#### Task brief:
In the entries below, the lines from the one with "ping @hoodiehq/maintainers" through the one with "originating from #1233" are to be copied exactly; both ends count.
━━━━━━━━
PR #522, opened 2016-07-03
options.url

### LINKED ISSUE #521: add url option
The `url` option is the public URL until which the Hoodie server can be reached, so by default, when run locally, it is http://127.0.0.1:8080

The `url` option will be passed to the client. This way you can load the Hoodie client from any host and it will always connect to the hoodie server. We will also set `config.url` so that plugins can use the public URL as they need it.

gr2m:
Set `config.url` from `options.url` and pass it to the client bundle. Follow up for https://github.com/hoodiehq/hoodie/pull/520#issuecomment-230170420.

closes #521

### DIFF
--- a/README.md
+++ b/README.md
@@ -78,13 +78,13 @@ App-specific default values can be set in `package.json` in `"hoodie": {}`, e.g.
 
 option        | default       | description
 ------------- | ------------- | -------------
+bindAddress   | `'127.0.0.1'` | Address that Hoodie binds to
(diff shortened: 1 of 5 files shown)


gr2m:
ping @hoodiehq/maintainers

rogeriochaves:
LGTM 🚢 🇮🇹

gr2m:
I’m confident about this one and it’s blocking @rogeriochaves, so going to self-LGTM :) 🚢

Issue #1237, opened 2021-10-08
Tasks.java: Implement {@link Tasks#update... 


zoeself:
The puzzle ``-1257137381`` originating from #1233 has to be resolved:

https://github.com/self-xdsd/self-core/blob/9edf5cbcd81d25d04498af7042305f458b4dde1d/self-api/src/main/java/com/selfxdsd/api/Tasks.java#L30-L31

"Implement {@link Tasks#updateEstimation(Task, int)} for ContractTasks, ContributorTasks, and ProjectTasks.".

The puzzle was created by cristianpela at ``2021-10-06 10:58:05 +0300``. 
Estimation is ``30 minutes``.
If you have any technical questions, don't ask me, I won't be able to help. Open new issues instead.

PR #1241, opened 2021-10-12
#1237 Task update estimation for Contract/Contributor/ProjectTasks.

criske:
PR for #1237


zoeself:

PR #1250, opened 2021-10-15
#1245 StoredProjectManager#issueLabelsChanged check if task exists.

### LINKED ISSUE #1245: StoredProjectManater.issueLabelsChanged(...) Check If Task Exists
We should check whether the tasks exists (!= null) [here](https://github.com/self-xdsd/self-core/blob/master/self-core-impl/src/main/java/com/selfxdsd/core/managers/StoredProjectManager.java#L656).

When opening a new Issue which has a label, Github might sent us the ``labeled`` event webhook **before** the ``opened`` event (and in this case, the Task doesn't exist on our side, yet).

criske:
Fixes #1245


zoeself:

amihaiemil:
@criske thanks, looks good!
━━━━━━━━
#### Response box:
ping @hoodiehq/maintainers

rogeriochaves:
LGTM 🚢 🇮🇹

gr2m:
I’m confident about this one and it’s blocking @rogeriochaves, so going to self-LGTM :) 🚢

Issue #1237, opened 2021-10-08
Tasks.java: Implement {@link Tasks#update... 


zoeself:
The puzzle ``-1257137381`` originating from #1233 has to be resolved:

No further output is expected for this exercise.